### Work to be completed
All lines up to and including the one that contains "### Description of PR" are to be transcribed exactly, starting from the first line of the records.
==== Data supplied ====
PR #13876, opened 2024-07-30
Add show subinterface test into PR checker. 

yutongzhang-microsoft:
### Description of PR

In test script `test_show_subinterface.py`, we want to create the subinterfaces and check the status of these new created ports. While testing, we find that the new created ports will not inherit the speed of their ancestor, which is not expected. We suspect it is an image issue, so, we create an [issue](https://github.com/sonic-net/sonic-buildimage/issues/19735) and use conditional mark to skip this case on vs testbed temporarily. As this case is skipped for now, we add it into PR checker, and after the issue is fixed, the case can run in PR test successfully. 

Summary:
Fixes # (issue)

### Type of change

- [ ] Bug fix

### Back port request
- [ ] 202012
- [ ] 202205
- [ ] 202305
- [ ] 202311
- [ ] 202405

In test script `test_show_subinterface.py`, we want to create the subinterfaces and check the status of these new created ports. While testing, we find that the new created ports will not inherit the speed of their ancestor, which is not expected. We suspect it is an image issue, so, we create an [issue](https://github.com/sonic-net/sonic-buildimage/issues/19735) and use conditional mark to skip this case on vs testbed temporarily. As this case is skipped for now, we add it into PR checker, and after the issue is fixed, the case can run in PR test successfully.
====
### Output for this task
PR #13876, opened 2024-07-30
Add show subinterface test into PR checker. 

yutongzhang-microsoft:
### Description of PR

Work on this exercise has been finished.